As part of the agreement, the Pasadena, Calif.-based company will develop and market Compatible Partners, a Web dating service for same-sex couples, and will allow the site's first 10,000 users to register free. EHarmony will also pay $50,000 to the attorney general's office and $5,000 to the man who first brought the case.
That was on Wednesday in New Jersey. On Thursday, in California, a second judge ruled that a class action lawsuit could proceed for the very same reason. In reaction to these announcements, Chemistry.com (another homosexual matching service) offered the following statement:
Unfortunately, those searching for non-judgmental love still won't be able to visit eHarmony to find it, and will instead be ushered off to an entirely separate site ... "It's a shame that Dr. Neil Clark Warren's (founder of eHarmony.com) sudden acceptance came at the forced hand of the legal system," said Thomas Enraght-Moony, CEO. "Since its inception, Chemistry.com has lived by the mantra of 'Come as You Are,' an open-minded philosophy that permeates the brand and encourages anyone and everyone to find that indescribable feeling of falling in love."
First, the scary part ... Why would Chemistry.com find it "unfortunate" that e-Harmony had to be forced to set up "an entirely separate site"? Because they'll have new competition? Maybe, but I don't think so. These homosexual activists are not motivated by competition or equality. Don't be fooled.
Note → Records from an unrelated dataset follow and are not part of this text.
PR #1404, opened 2023-06-20
Retry get_parquet_file_and_size

lhoestq:
In prod I got an ArrowInvalid when instantiating a pq.ParquetFile for bigcode/the-stack-dedup even though all the parquet files are valid (I ran a script and checked I could get all the pq.ParquetFile objects)


severo (approved):
one comment

PR #1412, opened 2023-06-21
unblock DFKI-SLT/few-nerd

lhoestq:


severo (approved):
I imagine it's OK, because GitHub diff does not help here

Issue #1416, opened 2023-06-21
Truncated first-rows may crop image URLs


lhoestq:
see https://huggingface.co/datasets/Antreas/TALI-base

because of that the images are not show in the UI

PR #1417, opened 2023-06-21
keep image and audio untruncated

lhoestq:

These folks are motivated by the forced imposition of their view on you and me. They will not stop until you and I have publicly accepted their moral choices as being legitimate.

As Michelle Maulkin points out:
Don't like what eHarmony sells? Go somewhere else. There are thousands upon thousands of dating sites on the Internet that cater to gays, lesbians, Jews, Muslims, Trekkies, runners, you name it. No matter. In the name of tolerance, McKinley refused to tolerate eHarmony's right to operate a lawful business that didn't give him what he wanted.
Make no mistake, these folks don't care about equal rights anymore. Their aim is to bring the full force of the law and government down on your head until you capitulate. That's what is scary.
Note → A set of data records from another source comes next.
PR #1418, opened 2023-06-22
Create /filter endpoint

albertvillanova:
Create /filter endpoint.

I have tried to follow roughly the same logic as the /rows endpoint.

TODO:
- [x] e2e tests
- [x] chart: only increase the number of replicas
- ~~docker-compose files~~
- [x] openapi specification
- [x] documentation pages: draft of `filter.mdx' 

Subsequent PRs:
- Index all datasets, not only those with text features. See:
  - #1854
- Complete the `filter.mdx` docs page
  - Give examples for all the supported operators
  - Enumerate all the supported column data types
- More complex validation of request parameters (to avoid SQL injection)
- Maybe rename the `search` service to `query`, with the 2 endpoints `search` and `filter`


services/api/src/api/routes/filter.py
```diff
@@ -0,0 +1,111 @@
...
+
+def get_config_parquet_metadata_from_cache(
+    dataset: str, config: str, processing_graph: ProcessingGraph
+) -> tuple[list[ParquetFileMetadataItem], Optional[str]]:
+    config_parquet_metadata_processing_steps = processing_graph.get_config_parquet_metadata_processing_steps()
+    if not config_parquet_metadata_processing_steps:
+        raise RuntimeError("No processing steps are configured to provide config-parquet-metadata response.")
+    cache_kinds = [step.cache_kind for step in config_parquet_metadata_processing_steps]
+    try:
+        result = get_previous_step_or_raise(
```
albertvillanova, line 100: The function `get_previous_step_or_raise` is not tested anywhere.

severo: could you add one, or open an issue?

severo:
@albertvillanova I'll let you reopen

lhoestq:
I think we can continue this PR now no ? This will be super useful for classification dataset (text/image/audio) and for tabular datasets with numerical values

albertvillanova:
I'm retaking this task...

albertvillanova:
I started following the logic from /rows, but /rows has substantially changed during the last months. I'm integrating the relevant changes.

albertvillanova:
The /filter endpoint needs to be moved to its own service. Is there any script for this or should I do it by hand?

CC: @severo

severo:
yes, you have to do it by hand, the same way as /rows and /search. At least, if you think none of those can share the same codebase as /filter (rows uses parquet, search uses duckdb)

albertvillanova:
Maybe we could start a round of reviews... :sweat_smile: 

My current pending tasks are factorizing `get_config_parquet_metadata_from_cache` and `get_features_from_parquet_file_metadata`, whose code is also used by /rows.

services/filter/src/filter/main.py
```diff
@@ -0,0 +1,7 @@
+# SPDX-License-Identifier: Apache-2.0
+# Copyright 2022 The HuggingFace Authors.
```
severo, line 2: nit: replace 2022 with 2023 in the new files

services/filter/src/filter/routes/filter.py
```diff
@@ -0,0 +1,240 @@
...
+from libcommon.storage import StrPath
+from libcommon.utils import PaginatedResponse
+from libcommon.viewer_utils.features import (
+    get_supported_unsupported_columns,
+    to_features_list,
+)
+from starlette.requests import Request
+from starlette.responses import Response
+
+MAX_ROWS = 100
```
severo, line 39: nit: factor this constant and other parts of the file that are shared with /rows and/or /search.

services/filter/src/filter/routes/filter.py
```diff
@@ -0,0 +1,240 @@
...
+
+# audio still has some errors when librosa is imported
+UNSUPPORTED_FEATURES = [Value("binary")]
+
+FILTER_QUERY = """\
+    SELECT {columns}
+    FROM read_parquet({parquet_file_urls})
```
severo, line 46: we use Duckdb to query parquet files, but we also have the Duckdb version of the file.

1. Would it make sense to use the Duckdb file instead? what are the pros/cons?
2. A specific aspect of parquet vs. Duckdb: some datasets are huge, with many parquet files (might be more than 1TB of parquet files), while the Duckdb index file is always under 10GB at most. How does/filter perform on big datasets?

services/filter/src/filter/routes/filter.py
```diff
@@ -0,0 +1,240 @@
...
+    WHERE {where}
+    LIMIT {limit}
+    OFFSET {offset}"""
```
severo, line 49: would it make sense to have `ORDER BY`? (not sure about the performance implications)

services/filter/src/filter/routes/filter.py
```diff
@@ -0,0 +1,240 @@
...
+                        parquet_file_metadata_item=parquet_file_metadata_items[0],
+                        parquet_metadata_directory=parquet_metadata_directory,
+                    )
+                with StepProfiler(method="filter_endpoint", step="get supported and unsupported columns"):
+                    supported_columns, unsupported_columns = get_supported_unsupported_columns(
+                        features,
+                        unsupported_features=UNSUPPORTED_FEATURES,
+                    )
+                with StepProfiler(method="filter_endpoint", step="execute filter query"):
+                    num_rows_total, pa_table = execute_filter_query(
```
severo, line 136: is pa_table copied in the memory?

severo (commented):
Very nice! Some questions in the review.

I also list what is missing:
- e2e tests
- chart
- docker-compose files
- openapi specification
- documentation pages

services/filter/src/filter/routes/filter.py
albertvillanova: I have no idea of the feasibility of using the DuckDB index instead of the Parquet files. Maybe @AndreaFrancis can give some insights?
- Is it possible to use the DuckDB index to filter the files based on a WHERE clause (like e.g. `age = 30`)?

services/filter/src/filter/routes/filter.py
albertvillanova: Naively I would say no: this is just a "filter" (WHERE clause), not a complete SQL SELECT endpoint.
- the additional LIMIT and OFFSET clauses were added because we need them for pagination

Having said that, however, it may be a nice feature to have as well...

services/filter/src/filter/routes/filter.py
albertvillanova: I aligned with the ocde in /search:
https://github.com/huggingface/datasets-server/blob/88257755b2b8ab5a16540f98b621aab826f1dfe5/services/search/src/search/routes/search.py#L268

And yes, I think the pa_table is created in memory. It only has `MAX_ROWS = 100` though... Anyway, sooner or later we need the data in memory to render it on the viewer. See code in `to_rows_list`:
https://github.com/huggingface/datasets-server/blob/88257755b2b8ab5a16540f98b621aab826f1dfe5/libs/libapi/src/libapi/utils.py#L212

services/filter/src/filter/routes/filter.py
severo: OK. Let's keep that for a next iteration of the endpoint, if needed on the Hub

services/filter/src/filter/routes/filter.py
severo: OK, you're right, it's small

services/filter/src/filter/main.py
albertvillanova: Done.

services/filter/src/filter/routes/filter.py
albertvillanova: Done.

services/filter/src/filter/routes/filter.py
AndreaFrancis: I think we can use the same file as in /search. I think the index does not affect the performance because it creates like another table in another schema.
**Duckdb**
pros:
- We can share the downloaded data for /filter and /search.  
- I think that native SQL queries on an already physical DB should be faster than SQL-parquet

**Using remote parquet**
pros:
- No need to download files 
cons:
- Connectivity issues

severo: Also:
- duckdb: limited to the first 5GB
- remote parquet: no limit (see https://huggingface.co/datasets/EleutherAI/the_pile_deduplicated/tree/main/data for example), but... the filter operation might take ages

albertvillanova: Thanks a lot for your insights, @AndreaFrancis and @severo. :hugs: 

I think I will use the index then, so that /search and /filter are aligned.

severo: Note that, if it makes sense, they can share the same "service" (ie: two endpoints: /search and /filter) in services/search. I don't know if it make sense, but it's worth evaluating. cc @AndreaFrancis

AndreaFrancis: I think it makes sense, we would have to increase the number of replicas for the existing service

albertvillanova: Thanks again for your hints. I will need your help with the replicas...

severo: re Replicas: it's just the number of pods that run the service. It's set here:

https://github.com/huggingface/datasets-server/blob/1afb2818bf88746494bf2770dfc33616eb68c661/chart/env/prod.yaml#L342

We will possibly have to multiply the number by 2

lhoestq: Note that DuckDB indexes are currently only created for datasets that have FTS-indexable (=string) columns. We would have to change this to have a DuckDB file for every datasets

albertvillanova: Ups, thanks @lhoestq. Should that also be addressed in this PR, or better in another one?

lhoestq: Better in another one IMO. For now you can raise an error if the duckdb-index step is missing or has an error

albertvillanova: OK. Thanks again.

services/search/src/search/routes/filter.py
```diff
@@ -0,0 +1,334 @@
...
+                                cache_folder=f"{duckdb_index_file_directory}/{HUB_DOWNLOAD_CACHE_FOLDER}",
+                                index_folder=index_folder,
+                                target_revision=target_revision,
+                                dataset=dataset,
+                                repo_file_location=repo_file_location,
+                                hf_token=hf_token,
+                            )
+                with StepProfiler(method="filter_endpoint", step="get features"):
+                    if "features" in content and isinstance(content["features"], dict):
+                        features = Features.from_dict(content["features"])
```
albertvillanova, line 177: @huggingface/datasets-server can we safely assume that this condition is always true?

polinaeterna: i think `content["features"]` also might be `None` if i'm not mistaken. not sure though

albertvillanova: Thanks @Polina for your answer. :hugs: 
Any idea about in which cases can it be None?

lhoestq: You can raise an error if it's None imo.

It can only happen in very rare cases (parquet dataset processed with old version of `datasets` for example)

albertvillanova: Thanks, I am removing the else branch as well and all the parquet metadata functions! :hugs:

docs/source/filter.mdx
```diff
@@ -0,0 +1,12 @@
...
+
+Datasets Server provides a `/filter` endpoint for filtering rows in a dataset.
+
+<Tip warning={true}>
+  Currently, only <a href="./parquet">datasets with Parquet exports</a>
+  are supported so Datasets Server can index the contents and run the search without
+  downloading the whole dataset.
+</Tip>
+
+This guide shows you how to use Datasets Server's `/filter` endpoint to filter rows based on a query string.
```
severo, line 11: Nice to have prepared the docs. It would be nice to explain more (here or in openapi.json) the values / syntax accepted for `query`

services/search/src/search/routes/filter.py
```diff
@@ -0,0 +1,251 @@
...
+                        dataset=dataset,
+                        config=config,
+                        split=split,
+                        hf_endpoint=hf_endpoint,
+                        hf_token=hf_token,
+                        hf_timeout_seconds=hf_timeout_seconds,
+                        cache_max_days=cache_max_days,
+                    )
+                    revision = duckdb_index_cache_entry["dataset_git_revision"]
+                    if duckdb_index_cache_entry["http_status"] != HTTPStatus.OK:
```
AndreaFrancis, line 136: Maybe you will need to add a similar logic as in https://github.com/huggingface/datasets-server/pull/1854/files#diff-b31b94865cf356d2b241fc7f38f98bd9484d61464a991d06364bdf82c2c5ba4eR245 (but it depends which one is going to be merged first).

docs/source/filter.mdx
albertvillanova: Done.

services/search/src/search/routes/filter.py
albertvillanova: Done.

albertvillanova:
Do you think this PR could be merged?

services/filter/src/filter/routes/filter.py
severo: > Note that DuckDB indexes are currently only created for datasets that have FTS-indexable (=string) columns. We would have to change this to have a DuckDB file for every datasets

done here: https://github.com/huggingface/datasets-server/pull/1854

libs/libcommon/src/libcommon/utils.py
```diff
@@ -100,6 +100,9 @@ class PaginatedResponse(TypedDict):
     num_rows_per_page: int
 
 
+MAX_NUM_ROWS_PER_PAGE = 100
```
severo, line 103: should we handle this with `FIRST_ROWS_MAX_NUMBER`? Or hardcode `FIRST_ROWS_MAX_NUMBER` and use `MAX_NUM_ROWS_PER_PAGE` instead (I think so)

services/search/src/search/routes/filter.py
```diff
@@ -0,0 +1,278 @@
...
+                    auth_check(
+                        dataset=dataset,
+                        external_auth_url=external_auth_url,
+                        request=request,
+                        hf_jwt_public_keys=hf_jwt_public_keys,
+                        hf_jwt_algorithm=hf_jwt_algorithm,
+                        hf_timeout_seconds=hf_timeout_seconds,
+                    )
+                # TODO: duplicated in /search
+                with StepProfiler(method="search_endpoint", step="validate indexing was done"):
```
lhoestq, line 129:
```suggestion
                with StepProfiler(method="filter_endpoint", step="validate indexing was done"):
```

services/search/src/search/routes/filter.py
```diff
@@ -0,0 +1,278 @@
...
+                    revision = duckdb_index_cache_entry["dataset_git_revision"]
+                    if duckdb_index_cache_entry["http_status"] != HTTPStatus.OK:
+                        return get_json_error_response(
+                            content=duckdb_index_cache_entry["content"],
+                            status_code=duckdb_index_cache_entry["http_status"],
+                            max_age=max_age_short,
+                            error_code=duckdb_index_cache_entry["error_code"],
+                            revision=revision,
+                        )
+                with StepProfiler(method="search_endpoint", step="download index file if missing"):
```
lhoestq, line 151:
```suggestion
                with StepProfiler(method="filter_endpoint", step="download index file if missing"):
```

libs/libcommon/src/libcommon/utils.py
severo: hmmm: but we set `FIRST_ROWS_MAX_NUMBER` to 4 in the tests...

libs/libcommon/src/libcommon/viewer_utils/features.py
```diff
@@ -30,6 +30,9 @@
 from libcommon.utils import FeatureItem
 from libcommon.viewer_utils.asset import create_audio_file, create_image_file
 
+# audio still has some errors when librosa is imported
```
severo, line 33: remove this comment?

```suggestion
```

docs/source/openapi.json
```diff
@@ -3317,6 +3317,370 @@
         }
       }
     },
+    "/filter": {
+      "get": {
+        "summary": "Filter rows of a split",
+        "description": "Returns the rows matching the filter query, ordered by row index. Up to 100 rows are returned. The offset and length parameters allow to navigate the results.",
+        "externalDocs": {
+          "description": "See search (Hub docs).",
```
severo, line 3325:
```suggestion
          "description": "See filter (Hub docs).",
```

docs/source/openapi.json
```diff
@@ -3317,6 +3317,370 @@
...
+            },
+            "content": {
+              "application/json": {
+                "schema": {
+                  "$ref": "#/components/schemas/PaginatedResponse"
+                },
+                "examples": {
+                  "Filter on a text dataset (julien-c/titanic-survival)": {
+                    "summary": "The first 2 rows where the 'Age' column equals to 30 (where=Age=30&length=2).",
+                    "description": "Try with: https://datasets-server.huggingface.co/filter?dataset=julien-c/titanic-survival&config=default&split=train&where=Age=30&length=2",
```
severo, line 3423: could you add some more examples with different queries (different operators + different column types, for example)?

services/search/tests/routes/test_filter.py
```diff
@@ -0,0 +1,94 @@
...
+def test_execute_filter_query(index_file_location: str) -> None:
+    columns, where, limit, offset = ["name", "age"], "gender = 'female'", 1, 1
+    num_rows_total, pa_table = execute_filter_query(
+        index_file_location=index_file_location, columns=columns, where=where, limit=limit, offset=offset
+    )
+    assert num_rows_total == 2
+    assert pa_table == pa.Table.from_pydict({"name": ["Simone"], "age": [30]})
+
+
+# def test_create_response(ds: Dataset, app_config: AppConfig, cached_assets_directory: StrPath) -> None:
```
lhoestq, line 54: Do you plan to uncomment this test ?
If you don't need it you can remove it or explain that it's a function that was copy pasted from /rows and is already tested there

chart/env/prod.yaml
```diff
@@ -341,7 +341,7 @@ search:
   uvicornNumWorkers: "9"
   nodeSelector:
     role-datasets-server-search: "true"
-  replicas: 8
+  replicas: 16
```
lhoestq, line 344: We have only 6 machines that can have up to 2 pods each. You can set it to 12 maximum
```suggestion
  replicas: 12
```

see https://github.com/huggingface/infra/blob/69465295f1331c68dd7768aafa3a497f0ab6044e/projects/hub/00-aws/variables/hub-aws-prod-us-east-1.tfvars#L190-L199

docs/source/filter.mdx
```diff
@@ -0,0 +1,33 @@
+# Filter rows in a dataset
+
+Datasets Server provides a `/filter` endpoint for filtering rows in a dataset.
+
+<Tip warning={true}>
+  Currently, only <a href="./parquet">datasets with Parquet exports</a>
+  are supported so Datasets Server can index the contents and run the search without
```
severo, line 7: this part should be adapted a bit for "filter"

docs/source/filter.mdx
```diff
@@ -0,0 +1,33 @@
...
+  downloading the whole dataset.
+</Tip>
+
+This guide shows you how to use Datasets Server's `/filter` endpoint to filter rows based on a query string.
+Feel free to also try it out with [ReDoc](https://redocly.github.io/redoc/?url=https://datasets-server.huggingface.co/openapi.json#operation/filterRows).
+
+The `/filter` endpoint accepts five query parameters:
```
severo, line 14:
```suggestion
The `/filter` endpoint accepts six query parameters:
```

or remove the value (more robust to future edits)

docs/source/filter.mdx
```diff
@@ -0,0 +1,33 @@
...
+- `where`: the filter condition
+- `offset`: the offset of the slice, for example `150`
+- `length`: the length of the slice, for example `10` (maximum: `100`)
+
+The `where` parameter must be expressed as a comparison predicate, which can be:
+- a simple predicate composed of a column name, a comparison operator, and a value
+  - the comparison operators are: `=`, `<>`, `>`, `>=`, `<`, `<=`
+- a composite predicate composed of two or more simple predicates (optionally grouped with parentheses to indicate the order of evaluation), combined with logical operators
+  - the logical operators are: `AND`, `OR`, `NOT`
+
```
severo, line 28: what are the supported column types? Maybe give several examples below

Also: I was wondering: do we have to apply a specific encoding to the URL when passing the query?

lhoestq (approved):
Amazing ! Looking forward to play with it ❤️

services/search/src/search/routes/filter.py
```diff
@@ -0,0 +1,278 @@
...
+
+    return filter_endpoint
+
+
+def execute_filter_query(
+    index_file_location: str, columns: list[str], where: str, limit: int, offset: int
+) -> tuple[int, pa.Table]:
+    con = duckdb.connect(database=index_file_location, read_only=True)
+    # TODO: Address possible SQL injection CWE-89
+    filter_query = FILTER_QUERY.format(columns=",".join(columns), where=where, limit=limit, offset=offset)
```
severo, line 226: OK. We really don't look at what is passed in the where clause. I understand that it would be complex, but... we don't check it's against a supported column type, or if the query makes sense, or if it's dangerous...

I'm no specialist, so I would prefer other opinions on this. cc @AndreaFrancis maybe

services/search/src/search/routes/filter.py
```diff
@@ -0,0 +1,278 @@
...
+    pa_table = con.sql(filter_query).arrow()
+    filter_count_query = FILTER_COUNT_QUERY.format(where=where)
```
severo, line 228: same here

services/search/tests/routes/test_filter.py
severo, line 54: remove dead code?

services/search/tests/routes/test_filter.py
```diff
@@ -0,0 +1,94 @@
...
+    os.remove(index_file_location)
+
+
+def test_execute_filter_query(index_file_location: str) -> None:
+    columns, where, limit, offset = ["name", "age"], "gender = 'female'", 1, 1
+    num_rows_total, pa_table = execute_filter_query(
+        index_file_location=index_file_location, columns=columns, where=where, limit=limit, offset=offset
+    )
+    assert num_rows_total == 2
+    assert pa_table == pa.Table.from_pydict({"name": ["Simone"], "age": [30]})
```
severo, line 51: related to the comment above, on just passing the `where` parameter to duckdb. I think we want:
- to do a lot of tests, at least for every supported column type, and for several operators
- to pass wrong or "dangerous" queries and see what happens

severo (commented):
I'm uneasy with just passing the contents of `where` to duckdb. At least, if we do so, I would prefer having more tests to ensure we handle well the expected cases (wrong query, "dangerous" query that modifies the duckdb file, all the supported column types, several operators, etc)

chart/env/prod.yaml
severo: we can also increase the value in infra

lhoestq:
> I'm uneasy with just passing the contents of where to duckdb. At least, if we do so, I would prefer having more tests to ensure we handle well the expected cases (wrong query, "dangerous" query that modifies the duckdb file, all the supported column types, several operators, etc)

The duckdb file is opened in read-only mode. I also think we can improve error handling as a second step

lhoestq:
Maybe just ban a few keywords for now like select, copy, export, install, load

lhoestq:
I'm checking if there's a lib like sqlite that can create the full query and make sure it's safe

lhoestq:
Alternatively we could just have triplets (column, operand, value) and make sure columns and operands are valid, and escape the value using dedicated tools like psycopg2

albertvillanova:
Thanks a lot @lhoestq and @severo for your detailed reviews! :hugs: 

I am addressing your suggestions.

chart/env/prod.yaml
albertvillanova: I set it to 12 until we increase the value in infra.

services/search/tests/routes/test_filter.py
albertvillanova: Uncommented, so it is also tested with the search service app config.

albertvillanova: I uncommented it.

libs/libcommon/src/libcommon/viewer_utils/features.py
albertvillanova: Done.

docs/source/filter.mdx
albertvillanova: I replaced "search" with "filter query". Is it OK?

docs/source/filter.mdx
albertvillanova: Done.

e2e/tests/test_53_search_filter.py
```diff
@@ -0,0 +1,67 @@
...
+    filter_response = poll_until_ready_and_assert(
+        relative_url=(
+            f"/filter?dataset={dataset}&config={config}&split={split}&offset={offset}&length={length}&where={where}"
+        ),
+        expected_status_code=expected_status_code,
+        expected_error_code=expected_error_code,
+        headers=headers,
+        check_x_revision=True,
+    )
+    if not expected_error_code:
```
AndreaFrancis, line 28: I think we can remove this validation since we know expected_error_code is always None.
I saw same code in test_rows_endpoint and test_search_endpoint  :confused:

libs/libapi/src/libapi/response.py
```diff
@@ -0,0 +1,63 @@
...
+from datasets import Features
+from libcommon.s3_client import S3Client
+from libcommon.storage import StrPath
+from libcommon.storage_options import DirectoryStorageOptions, S3StorageOptions
+from libcommon.utils import MAX_NUM_ROWS_PER_PAGE, PaginatedResponse
+from libcommon.viewer_utils.features import to_features_list
+
+from libapi.utils import to_rows_list
+
+CACHED_ASSETS_S3_SUPPORTED_DATASETS: list[str] = ["asoria/image"]  # for testing
```
AndreaFrancis, line 11: After https://github.com/huggingface/datasets-server/pull/1882, I think you can remove this constant.

libs/libapi/src/libapi/response.py
```diff
@@ -0,0 +1,63 @@
...
+    offset: int,
+    features: Features,
+    unsupported_columns: list[str],
+    num_rows_total: int,
+) -> PaginatedResponse:
+    if set(pa_table.column_names).intersection(set(unsupported_columns)):
+        raise RuntimeError(
+            "The pyarrow table contains unsupported columns. They should have been ignored in the row group reader."
+        )
+    storage_options = (
```
AndreaFrancis, line 32: Also here, you can directly use a S3StorageOptions

services/search/src/search/routes/filter.py
AndreaFrancis: I think we are good for now but maybe wrap this part in a try/except block to provide better feedback to the client.
Also, consider that we load the db file in read-only mode.
Regarding dangerous code, I'm not sure if we can use the where wildcard (?) with prepared statements https://duckdb.org/docs/api/c/prepared.html (avoid SQL Injection).

services/search/src/search/routes/filter.py
AndreaFrancis: Maybe I am wrong but I saw you added 
`if duckdb_index_cache_entry["content"]["has_fts"] is not True:`
in search.py but I can't see something similar here

AndreaFrancis (approved):
Thanks for all the great work refactoring /rows and /search!

libs/libapi/src/libapi/response.py
albertvillanova: Yes, there are again conflicts with the main branch. I am going to fix them once more... :sweat_smile: 
```
This branch has conflicts that must be resolved
Use the web editor or the to resolve conflicts.

Conflicting files:
services/rows/src/rows/routes/rows.py
services/rows/tests/routes/test_rows.py
services/search/src/search/routes/search.py
```

severo:
> Regarding dangerous code, I'm not sure if we can use the where wildcard (?) with prepared statements https://duckdb.org/docs/api/c/prepared.html (avoid SQL Injection).

It seems wise to use this!

albertvillanova:
> Regarding dangerous code, I'm not sure if we can use the where wildcard (?) with prepared statements https://duckdb.org/docs/api/c/prepared.html (avoid SQL Injection).

I remember having read this some time ago and if I remember correctly, it was not possible to use it for completely free-form `where`, as we require.

That could be used only if the where had the column name and the operator already fixed by us, and the user was providing only the value.

Let me check it again.

albertvillanova:
Additionally, I have been testing the /filter with different SQL injections and I have found that:
- as it is opened in read-only mode, no modification of the data can be performed
- users can inject code to have access to all the table/indexes names and all the content of the table:
  - I think this is useless for malicious actors because they have already complete access to the `index.duckdb` file itself (it is public)
  - Anyway, we could implement some validation to avoid any potential disruption of the viewer
    - As @lhoestq suggested, we can check there are no other SQL commands (SELECT, SHOW TABLES, DESCRIBE,...) and no SQL special characters (`;`, `--`, `/*`,...)

libs/libapi/src/libapi/response.py
albertvillanova: Done.

libs/libapi/src/libapi/response.py
albertvillanova: Done.

albertvillanova:
Finally, instead of checking for the presence of SQL commands (the list of forbidden words would be quite long and may interfere with potential valid column names), I validate there are no SQL syntax symbols required to inject SQL commands, like `;` or comments `--`.

What do you think?

lhoestq:
Sounds good to me as soon as we add some additional protections. In particular I think you can run those commands when initializing the connection:

1. Disable local and remote access

```duckdb
SET disabled_filesystems='LocalFileSystem,HTTPFileSystem';
```

2. disable access external states (e.g. install/load extensions, copy to, from, read CSVs, scan pandas)

```duckdb
SET enable_external_access=false;
```

3. disable extensions autoload

```duckdb
SET autoload_known_extensions=false;
```

lhoestq:
Arf it seems that `disabled_filesystems` is only available in `duckdb`0.9 which can't read the current duckdb indexes that were created using 0.8.1

lhoestq:
I think running this should be fine instead

```duckdb
SET enable_external_access=false;
SET file_search_path='hf://';
SET lock_configuration=true;
```

setting the file_search_path to this value (`hf://`, or any value containing `://`) prevents glob from working at all (for both relative and absolute paths)

albertvillanova:
I am fixing the conflicts:
```
This branch has conflicts that must be resolved

Conflicting files
e2e/tests/test_11_api.py
e2e/tests/test_52_search.py
```

e2e/tests/test_53_search_filter.py
albertvillanova: Done.

albertvillanova:
I am fixing:
```
This branch has conflicts that must be resolved

Conflicting files
services/search/pyproject.toml
```

services/api/src/api/routes/filter.py
albertvillanova: Done:
- #1908

libs/libcommon/src/libcommon/utils.py
severo: yes, sure!

docs/source/openapi.json
albertvillanova: There are 4 examples now on:
- float equality
- string equality
- float inequality
- logical and with integer equality/inequality

docs/source/filter.mdx
albertvillanova: Finally I just wrote a single example but more complex: with AND/OR and equality/inequality operators, with float, integer and string data types.

I think that when writing more complete docs in a subsequent PR, we could add several detailed examples. Is it OK?

services/search/src/search/routes/filter.py
albertvillanova: I implemented the `try... except` around the SQL query, so that we return an `InvalidParameterError`.

services/search/src/search/routes/filter.py
albertvillanova: If the `where` is problematic, it raises an exception in the precedent SQL query.

services/search/tests/routes/test_filter.py
albertvillanova: See `test_validate_where_parameter`, `test_validate_where_parameter_raises`, `test_execute_filter_query` and `test_execute_filter_query_raises` in `test_filter.py` file.

albertvillanova:
> EDIT: setting enable_external_access to false seems to block http requests and globbing local files!
@lhoestq I am reverting those configurations settings then...

services/search/src/search/routes/filter.py
albertvillanova: At the end, I put the count query under try-except as well.

services/search/src/search/routes/filter.py
albertvillanova: In relation with the validation of `where` parameter, see `validate_where_parameter` done when getting `where` from `response` in the body of `create_filter_endpoint`.

albertvillanova:
@severo may I merge this PR?

albertvillanova:
As mentioned in the description of this PR, it will remain for subsequent PRs:
- Complete the `filter.mdx` docs page
  - Give examples for all the supported operators
  - Enumerate all the supported column data types
- More complex validation of request parameters (to avoid SQL injection)
- Maybe rename the `search` service to `query`, with the 2 endpoints `search` and `filter`

libs/libapi/src/libapi/duckdb.py
```diff
@@ -0,0 +1,119 @@
...
+        hf_token=hf_token,
+        hf_timeout_seconds=hf_timeout_seconds,
+        cache_max_days=cache_max_days,
+        blocked_datasets=blocked_datasets,
+    )
+
+
+def duckdb_connect(**kwargs: Any) -> duckdb.DuckDBPyConnection:
+    con = duckdb.connect(read_only=True, **kwargs)
+    con.sql("SET enable_external_access=false;")
```
severo, line 117: we never use duckdb to directly access the remote parquet files or duckdb index file stored in refs/convert/parquet, right?

services/search/tests/routes/test_filter.py
severo: OK. Maybe add more tests in the next PRs if we get bugs (test to reproduce the bug, and check it's fixed)

severo (approved):
gogogo!

(only one comment)

libs/libapi/src/libapi/duckdb.py
albertvillanova: https://github.com/huggingface/datasets-server/pull/1418#issuecomment-1742788076
> EDIT: setting enable_external_access to false seems to block http requests and globbing local files!

albertvillanova: @severo I would say that this duckdb connection is only used with the downloaded local index because the `duckdb_connect` is only used in the /search and /filter endpoints, both with the argument `index_file_location`, that is the path of the previously downloaded index duckdb file (which we download with `get_index_file_location_and_download_if_missing`).

Therefore I'm merging this PR; anyway we could revert this configuration setting if necessary before deploying.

What's sad is that eHarmony capitulated.

I understand that it was a business decision for eHarmony to cave to this homosexual shakedown. It was going to cost them a lot of money to continue to fight this out in court. And, quite frankly, winning in court is a dubious prospect these days where these kinds of issues are concerned. But, in my opinion, the stakes involved warranted a sacrificial fight. It is not just that eHarmony agreed to setup a separate website and payout money. There is more, much more, to the settlement:
-- eHarmony, Inc. will post photos of same-sex couples in the "Diversity" section of its website as successful relationships are created using the company's same-sex matching service. In addition, eHarmony, Inc. will include photos of same-sex couples, as well as individual same-sex users, in advertising materials used to promote its same-sex matching services;

-- eHarmony, Inc. will revise anti-discrimination statements placed on company websites, in company handbooks and other company publications to make plain that it does not discriminate on the basis of "sexual orientation";

-- the company has committed to advertising and public relations/ marketing dedicated to its same-sex matching service, and will retain a media consultant experienced in promoting the "fair, accurate and inclusive" representation of gay and lesbian people in the media to determine the most effective way of reaching the gay and lesbian communities.
In other words, their agreement amounts to condoning wholesale acceptance of the homosexual agenda. Neil Clark Warren is an outspoken Evangelical Christian whose website targets the Christian community. For that reason alone eHarmony should have kept up the fight. And make no mistake, it is a fight.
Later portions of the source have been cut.